[PROVIDED DATA Boundary: Start]

PR #2966, opened 2019-04-06
Add information about vcl object instances to the panic output

nigoroll:
In the absence of a core dump, we do not have any information yet in the
panic output about vcl object instances, for example to find out which
object a priv belongs to when the instance address is used for
per-instance priv state.

To make this information available at the time of a panic, we add the
following:

* A struct vrt_ii (for instance info), of which a static gets
  filled in by VCC to contain the pointers to the C global variable
  instance pointers at VCC time

* A pointer to this struct from the VCL_conf to make it available to
  the varnishd worker

* dumps of the instance info for panics

### DIFF
--- a/lib/libvcc/vcc_xref.c
+++ b/lib/libvcc/vcc_xref.c
@@ -318,6 +318,29 @@ vcc_xreftable_len(struct vcc *tl, const struct symbol *sym)
 }
 
 static void v_matchproto_(symwalk_f)
+vcc_instance_info(struct vcc *tl, const struct symbol *sym)
+{
+
+	CHECK_OBJ_NOTNULL(sym, SYMBOL_MAGIC);
+	CHECK_OBJ_NOTNULL(sym->kind, KIND_MAGIC);
+	if (sym->kind != SYM_INSTANCE)
+		return;
+	AN(sym->rname);
+	Fc(tl, 0, "\t{ .p = &%s, .name = \"", sym->rname);
+	VCC_SymName(tl->fc, sym);
+	Fc(tl, 0, "\" },\n");
+}
+
+void
+VCC_InstanceInfo(struct vcc *tl)
+{
+	Fc(tl, 0, "\nconst struct vpi_ii VGC_instance_info[] = {\n");
+	VCC_WalkSymbols(tl, vcc_instance_info, SYM_NONE);
+	Fc(tl, 0, "\t{ .p = NULL, .name = \"\" }\n");
+	Fc(tl, 0, "};\n");
+}
+
+static void v_matchproto_(symwalk_f)
 vcc_xreftable(struct vcc *tl, const struct symbol *sym)
 {
 
--- a/lib/libvcc/vcc_xref.c
+++ b/lib/libvcc/vcc_xref.c
@@ -322,9 +322,6 @@ vcc_instance_info(struct vcc *tl, const struct symbol *sym)
 {
 
 	CHECK_OBJ_NOTNULL(sym, SYMBOL_MAGIC);
-	CHECK_OBJ_NOTNULL(sym->kind, KIND_MAGIC);
-	if (sym->kind != SYM_INSTANCE)
-		return;
 	AN(sym->rname);
 	Fc(tl, 0, "\t{ .p = &%s, .name = \"", sym->rname);
 	VCC_SymName(tl->fc, sym);
@@ -335,7 +332,7 @@ void
 VCC_InstanceInfo(struct vcc *tl)
 {
 	Fc(tl, 0, "\nconst struct vpi_ii VGC_instance_info[] = {\n");
-	VCC_WalkSymbols(tl, vcc_instance_info, SYM_NONE);
+	VCC_WalkSymbols(tl, vcc_instance_info, SYM_INSTANCE);
 	Fc(tl, 0, "\t{ .p = NULL, .name = \"\" }\n");
 	Fc(tl, 0, "};\n");
 }
--- a/bin/varnishd/cache/cache_vcl.c
+++ b/bin/varnishd/cache/cache_vcl.c
@@ -44,6 +44,7 @@
 #include "cache_vcl.h"
 #include "vcli_serve.h"
 #include "vtim.h"
+#include "vcc_interface.h"
 
 const struct vcltemp VCL_TEMP_INIT[1] = {{ .name = "init", .is_cold = 1 }};
 const struct vcltemp VCL_TEMP_COLD[1] = {{ .name = "cold", .is_cold = 1 }};
@@ -208,6 +209,7 @@ vcl_find(const char *name)
 void
 VCL_Panic(struct vsb *vsb, const char *nm, const struct vcl *vcl)
 {
+	const struct vpi_ii *ii;
 	int i;
 
 	AN(vsb);
@@ -232,6 +234,15 @@ VCL_Panic(struct vsb *vsb, const char *nm, const struct vcl *vcl)
 		VSB_indent(vsb, 2);
 		for (i = 0; i < vcl->conf->nsrc; ++i)
 			VSB_printf(vsb, "\"%s\",\n", vcl->conf->srcname[i]);
+		VSB_indent(vsb, -2);
+		VSB_cat(vsb, "instances = {\n");
+		VSB_indent(vsb, 2);
+		ii = vcl->conf->instance_info;
+		while (ii != NULL && ii->p != NULL) {
+			VSB_printf(vsb, "\"%s\" = %p,\n", ii->name,
+			    (const void *)*(const uintptr_t *)ii->p);
+			ii++;
+		}
 		VSB_indent(vsb, -2);
 		VSB_cat(vsb, "},\n");
 	}
--- a/bin/varnishtest/tests/v00010.vtc
+++ b/bin/varnishtest/tests/v00010.vtc
@@ -26,6 +26,12 @@ server s1 {
 
 varnish v1 -arg "-sdefault,1m" -vcl+backend {
 	import vtc;
+	import debug;
+
+	sub vcl_init {
+		new foo = debug.obj("foo");
+		new bar = debug.concat("bar");
+	}
 
 	sub vcl_backend_response {
 		if (beresp.http.panic == "fetch") {
--- a/include/vcc_interface.h
+++ b/include/vcc_interface.h
@@ -64,5 +64,11 @@ struct vrt_acl {
 	const char	*name;
 };
 
+/* vmod object instance info */
+struct vpi_ii {
+	const void *			p;
+	const char * const		name;
+};
+
 VCL_STRANDS VPI_BundleStrands(int, struct strands *, char const **,
     const char *f, ...);
--- a/lib/libvcc/generate.py
+++ b/lib/libvcc/generate.py
@@ -656,6 +656,7 @@ struct VCL_conf {
 	const char		**srcbody;
 
 	int			nvmod;
+	const struct vpi_ii	*instance_info;
 
 	vcl_event_f		*event_vcl;
 """)
--- a/lib/libvcc/vcc_compile.c
+++ b/lib/libvcc/vcc_compile.c
@@ -488,6 +488,7 @@ EmitStruct(const struct vcc *tl)
 #define VCL_MET_MAC(l,u,t,b) \
 	Fc(tl, 0, "\t." #l "_func = VGC_function_vcl_" #l ",\n");
 #include "tbl/vcl_returns.h"
+	Fc(tl, 0, "\t.instance_info = VGC_instance_info\n");
 	Fc(tl, 0, "};\n");
 }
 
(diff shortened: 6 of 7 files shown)


bsdphk:
Yes in principle, but possibly not this implementation.

So I think we need to grow VCL in a more OO direction, and this is something I'm spending a lot of scratch paper on right now. (Many drivers for this: H3, SH etc.)

I think the overall scheme will probably be something like:

    struct vcl_instance { // the struct formerly known as vmod_priv
          unsigned magic etc.
          void *priv;
          size_t len;
          struct vcl_class *methods;
    };
    
    struct vcl_methods {
        unsigned magic etc.
        const struct vcl_priv_methods *priv_methods;
        const int n_priv_methods;
        /* Global methods */
        vcl_method_panic(struct vcl_instance, struct vsb *);
        ...
    };

The priv_methods may actually not live in .[ch] land but in .vcc land, not sure yet.

I'm not quite ready to pull the trigger on this yet, so can we hold of until we have talked more about the OO thing ?

nigoroll:
@bsdphk as the intention is solely to add a debugging aid, we sure can postpone this.
But as we are not committing to any API nor create any internal dependencies, I do not see why we should not adjust (or, as a last resort even remove) something like this when we change the OO model.

WRT your OO scheme, this looks perfectly plausible to me. I might have some items for the wishlist, but I do not want to pile up even more on your list.

Dridi:
It looks like some of the object orientation recently landed, and this is merely about adding information to the panic output. Why not move `struct vrt_ii` to `VPI` instead so we don't commit to any kind of API? This way we can move forward with this pull request and have complete liberty to change the implementation details along with the remaining OO changes?

nigoroll:
For now, I have updated the PR to work with the recent changes, but yes, as the VCL OO interface evolves, this will need more attention.
Moving to VPI sounds like a good idea irrespective of this, yes.

lib/libvcc/vcc_xref.c
```diff
@@ -326,6 +326,29 @@ vcc_CheckUses(struct vcc *tl)
...
 /*---------------------------------------------------------------------*/
 
+static void v_matchproto_(symwalk_f)
+vcc_instance_info(struct vcc *tl, const struct symbol *sym)
+{
+
+	CHECK_OBJ_NOTNULL(sym, SYMBOL_MAGIC);
+	CHECK_OBJ_NOTNULL(sym->kind, KIND_MAGIC);
+	CHECK_OBJ_NOTNULL(sym->type, TYPE_MAGIC);
+	if (sym->rname == NULL || sym->kind != SYM_INSTANCE)
```
Dridi: Can a `SYM_INSTANCE` not have an `rname`?

nigoroll: I guess you might have misread the code. We do only add to the instance info `SYM_INSTANCE` _with_ an `rname`.

nigoroll:
@Dridi my apologies, I had said before that I would move the struct to VPI but did not. That is done now.

lib/libvcc/vcc_xref.c
Dridi: Let me rephrase, in which case would a `SYM_INSTANCE` not have an `rname`?

Dridi: I meant that my understanding of the symbol table for this case is this:

```diff
--- lib/libvcc/vcc_xref.c
+++ lib/libvcc/vcc_xref.c
@@ -333,8 +333,9 @@ vcc_instance_info(struct vcc *tl, const struct symbol *sym)
        CHECK_OBJ_NOTNULL(sym, SYMBOL_MAGIC);
        CHECK_OBJ_NOTNULL(sym->kind, KIND_MAGIC);
        CHECK_OBJ_NOTNULL(sym->type, TYPE_MAGIC);
-       if (sym->rname == NULL || sym->kind != SYM_INSTANCE)
+       if (sym->kind != SYM_INSTANCE)
                return;
+       AN(sym->rname);
        Fc(tl, 1, "\t{ .p = &%s, .name = \"", sym->rname);
        VCC_SymName(tl->fc, sym);
        Fc(tl, 1, "\" },\n");
```

nigoroll: Do we want such assertions for code which only generates linkage for debugging?

nigoroll: anyway, nevermind. I will just add your suggestion, it's not worth it to discuss

Dridi: Also to be consistent we shouldn't auto-indent the generated code:

```diff
--- lib/libvcc/vcc_xref.c
+++ lib/libvcc/vcc_xref.c
@@ -332,12 +332,12 @@ vcc_instance_info(struct vcc *tl, const struct symbol *sym)
 
        CHECK_OBJ_NOTNULL(sym, SYMBOL_MAGIC);
        CHECK_OBJ_NOTNULL(sym->kind, KIND_MAGIC);
-       CHECK_OBJ_NOTNULL(sym->type, TYPE_MAGIC);
-       if (sym->rname == NULL || sym->kind != SYM_INSTANCE)
+       if (sym->kind != SYM_INSTANCE)
                return;
+       AN(sym->rname);
-       Fc(tl, 1, "\t{ .p = &%s, .name = \"", sym->rname);
+       Fc(tl, 0, "\t{ .p = &%s, .name = \"", sym->rname);
        VCC_SymName(tl->fc, sym);
-       Fc(tl, 1, "\" },\n");
+       Fc(tl, 0, "\" },\n");
 }
 
 void
```

This doesn't change the output, but it's consistent with how the end-of-ii marker is generated.

Dridi:
@nigoroll I didn't even remember that we had the VPI discussion before you brought it up, and it's only a few comments above :)

nigoroll:
> @nigoroll I didn't even remember that we had the VPI discussion before you brought it up, and it's only a few comments above :)

You had already mentioned it in June https://github.com/varnishcache/varnish-cache/pull/2966#issuecomment-499808296

Dridi:
Since this is meant for the panic output, would it make sense to add a "NULL_OK" flag in the struct too?

nigoroll:
@Dridi yes this might make sense. But let's get the basics ticked off first please

bsdphk:
Isn't this implementation a dead end if we want to instantiate objects other places than in vcl_init ?

At one point we talked about having panics call into the applicable VCL's VMODs, for, more or less, this kind of reporting, isn't that a more solid approach ?

Another related idea:  Give VRT_CTX a `const struct vpi_ref*` member, have VCC maintain it and add a suitable VRT function to report it.

That way the VMOD could say not only which objects, but also give details about them and tell where it came into existence.

nigoroll:
Re @bsdphk 

> Isn't this implementation a dead end if we want to instantiate objects other places than in vcl_init ?

It depends on how exactly we are going to do it. The way I see it from the current perspective, this implementation would still work for per-vcl objects and would need to be complemented for per-task objects.

> At one point we talked about having panics call into the applicable VCL's VMODs, for, more or less, this kind of reporting, isn't that a more solid approach ?

I am not saying this implementation is the last word. It is just indefinitely more than what we have now (as that is zero).
Also, this implementation has no API impact and we are free to remove or improve it any time.

Dridi:
> Isn't this implementation a dead end if we want to instantiate objects other places than in vcl_init ?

[PROVIDED DATA Boundary: End]

**TASK**
The lines to copy are those in the listing that contain "type".

**SOLUTION**
+	CHECK_OBJ_NOTNULL(sym->type, TYPE_MAGIC);
        CHECK_OBJ_NOTNULL(sym->type, TYPE_MAGIC);
-       CHECK_OBJ_NOTNULL(sym->type, TYPE_MAGIC);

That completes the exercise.